**EXERCISE GOAL**: Take the line that contains "instances: Patch CNS" and all lines after it, up to and including the last line of the data, and write them out exactly; nothing else belongs in the answer.

**SOURCE DATA**:
┌──

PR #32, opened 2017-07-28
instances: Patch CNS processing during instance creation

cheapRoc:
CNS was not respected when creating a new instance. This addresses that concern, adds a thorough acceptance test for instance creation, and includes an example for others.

└──

**REPLY TO THE TASK**:
instances: Patch CNS processing during instance creation

cheapRoc:
CNS was not respected when creating a new instance. This addresses that concern, adds a thorough acceptance test for instance creation, and includes an example for others.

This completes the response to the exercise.